The number of forest fires in the Brazilian Amazon so far this year has already exceeded that of all of 2021, according to official figures released on Monday that have raised fresh alarm for the world’s largest rainforest.
Satellite monitoring detected 75,592 fires from Jan. 1 to Sept. 18, already more than the 75,090 detected for all of last year, according to Brazil’s space agency INPE.
The latest grim news from the rainforest will likely add pressure on President Jair Bolsonaro, who is vying for re-election next month and faces international criticism over increased destruction in the Amazon under his watch.

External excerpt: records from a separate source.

PR #816, opened 2024-03-02
Added pronouns for IDs

distributive:
Draft IDs weren't specified in the list I was given so they have been excluded for now


package-lock.json
plural, line 1: does this change need to be in this PR?

schema/v1/card_schema.json
plural, line 1: I don't believe you need this file.

v2/cards/khan_savvy_skiptracer.json
```diff
@@ -8,6 +8,7 @@
   "influence_limit": 12,
   "is_unique": false,
   "minimum_deck_size": 40,
+  "pronouns": "he/him",
```
plural, line 11: is this one correct?

v2/cards/apex_invasive_predator.json
```diff
@@ -8,6 +8,7 @@
   "influence_limit": 25,
   "is_unique": false,
   "minimum_deck_size": 45,
+  "pronouns": "[missing]",
```
NoahTheDuke, line 11: it/its, right?

NoahTheDuke:
I think keeping the non-NSG pronouns in is good. (Quetzal, Nero, etc.) Is it just "we don't own those" or is there another reason?

distributive:
It was a request by Narrative

plural (approved):
Nice, thanks!!!

PR #823, opened 2024-03-10
add SBL 24.03

francescopellegrini:
Not set as active yet


plural:
Thanks for being quick on the trigger, but we're handling this.

We have a new tool to generate these and I want to make sure we take that path for the new banlist.

PR #824, opened 2024-03-10
New banlist tool

plural:


talha-ahsan (approved):

src/new-banlist.ts
```diff
@@ -0,0 +1,174 @@
...
+  }
+});
+
+srcRestriction.date_start = options.effective_date;
+srcRestriction.name = options.name;
+srcRestriction.id = textToId(options.new_code);
+srcRestriction.banned.push(...addCards);
+srcRestriction.banned = srcRestriction.banned.filter((c: string) => !removeCards.includes(c));
+// TODO(plural): Remove this when prettier's jsonRecursiveSort is fixed.
+srcRestriction.banned = srcRestriction.banned.sort();
```
NoahTheDuke, line 161: `Array.prototype.sort` does the sorting in-place, so no need to re-assign it here. [MDN Docs](https://developer.mozilla.org/en-US/docs/Web/JavaScript/Reference/Global_Objects/Array/sort)

src/new-banlist.ts
```diff
@@ -0,0 +1,174 @@
...
+
+import fs from "fs";
+import { resolve } from "path";
+import commandLineArgs = require('command-line-args');
+import prettier from "prettier";
+import { getMwlJson, getRestrictionsV2Json, textToId, getPrintingsV2Json } from "./index";
+
+async function formatJSON(text: any) {
+  const data = JSON.stringify(text);
+  return await prettier.format(data, {
```
NoahTheDuke, line 16: You don't need to await here, as you're returning the promise either way.

src/new-banlist.ts
```diff
@@ -0,0 +1,174 @@
...
+const restrictions = getRestrictionsV2Json();
+
+const standardRestrictions = restrictions['standard'];
+
+let srcRestriction: any = null;
+
+standardRestrictions.forEach((v) => {
+  console.log(`${v.id}`);
+  if (textToId(options.source_code) == v.id) {
+    srcRestriction = v;
```
NoahTheDuke, line 151: This doesn't early exit, so it'll be overwritten/last one wins. Is that intentional?

plural:
> Given that so many functions are async and relying on async functions in top-level statements, should you make this a little more modular and put the bulk of the work into functions that are called one after the other? That'll let you say `await formatJson(); await processArgs(); await applyChanges();` etc.

yeah, i probably should.  i don't want any of this to be async, but pesky JS lib authors love that stuff.

src/new-banlist.ts
```diff
@@ -0,0 +1,174 @@
...
+const printings = getPrintingsV2Json();
+printings.forEach(p => {
+  if (!cardsToPrintings.has(p.card_id)) {
+    cardsToPrintings.set(p.card_id, new Array<string>());
+  }
+  cardsToPrintings.get(p.card_id)?.push(p.id);
+});
+let addCards = new Array<string>();
+if (options.add_cards) {
+  addCards = options.add_cards.split(',');
```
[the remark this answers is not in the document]
plural: these will be card ids, not names, so they don't have commas.

src/new-banlist.ts
```diff
@@ -0,0 +1,174 @@
+// Create a new banlist based on an existing banlist and additions/deletions.
+//
+// Currently only handles standard implicitly.
+// Example usage:
+//   npm run build
+//   npx ts-node dist/new-banlist.js -s standard-ban-list-23-09 -n "Standard Banlist 24.03" --effective_date="2024-03-18" -c standard-ban-list-24-03 -a formicary
+
+import fs from "fs";
+import { resolve } from "path";
+import commandLineArgs = require('command-line-args');
```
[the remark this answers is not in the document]
plural: yep.

src/new-banlist.ts
plural: ah, thanks.

src/new-banlist.ts
plural: an early exit isn't needed.  The repo tests enforce that there aren't dupes in the JSON.

plural:
I tidied this up a bit.  I appreciate the review, Noah.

Since the far-right agribusiness ally took office in January 2019, average annual deforestation in the Brazilian Amazon has increased by 75% compared to the previous decade, destroying the forest cover of an area almost the size of Puerto Rico last year.
Experts say the fires in the Amazon are mainly caused by illegal farmers, ranchers and speculators clearing land and burning trees.

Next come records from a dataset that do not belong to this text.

PR #827, opened 2024-03-13
Rebellion Without Rehearsal spoilers day 6!!!

plural:


NoahTheDuke:
i appreciate your exclamation points, they're quite fun

PR #829, opened 2024-03-15
Rebellion Without Rehearsal Spoilers Day 8!!!!!!!!

plural:


talha-ahsan (approved):
I just realized you're scaling up the number of exclamation points.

Despite the advance of destruction, the Bolsonaro administration has cut budgets for environmental law enforcement operations and pushed to open protected lands in the Amazon to mining.
Greenpeace Brazil spokesman Andre Freitas called the latest figures “a tragedy foretold”.
“After four years of clear and objective anti-environmental policy on the part of the federal government, we find that as we approach the end of this government’s mandate – one of the darkest periods in history of the Brazilian environment – land grabbers and other illegal actors see it as the perfect opportunity to advance on the forest,” he said in a statement.
Election year line
This year has been concerning for the Amazon, a key buffer against global warming.
Deforestation in the Brazilian Amazon last month was almost double the August 2021 figure, at 1,661 square kilometers (641 square miles).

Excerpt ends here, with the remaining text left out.